*What is needed*
Please write out the final portion of the records below exactly: the line containing "cover those too.", every line after it, and nothing else.

<<<<

PR #420, opened 2019-04-10
fix: pass through unknown props for asInput components

mikix:
This way properties that we don't explicitly care about can still get through to the underlying input element. There are a lot of input props, seems unnecessary to gatekeep them.

In my immediate case, I was interested in using min and step - hence the new storybook that uses them.

I also set a version for jest-cli, which had an implicit version before at 20.x or something. I hit an error when updating the snapshot that was fixed in 22.x, so I set it's version to match the version we demand for just "jest".

### DIFF
--- a/.storybook/__snapshots__/Storyshots.test.js.snap
+++ b/.storybook/__snapshots__/Storyshots.test.js.snap
@@ -1245,7 +1245,7 @@ exports[`Storyshots Navigation|Pagination basic usage 1`] = `
           <span
             aria-hidden={true}
             className="fa fa-chevron-left mr-2"
-            id="pagination-41"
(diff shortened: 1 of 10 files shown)


mikix:
Uh, I somehow put my name on Adam's commit - will fix that up after a meeting

mikix:
Hmm, package-lock.json didn't auto update when I ran `npm install` - is there a command for that now?

mikix:
@abutterworth of course you're right about the other input components - I updated the PR to cover those too.

I did not update to avoid passing in unknown props - it wasn't clear to me the best way to do that... I guess pull out and ignore known-not-used-by-html props? I dunno, seemed a bit messy.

>>>>

*Finished exercise*
@abutterworth of course you're right about the other input components - I updated the PR to cover those too.

I did not update to avoid passing in unknown props - it wasn't clear to me the best way to do that... I guess pull out and ignore known-not-used-by-html props? I dunno, seemed a bit messy.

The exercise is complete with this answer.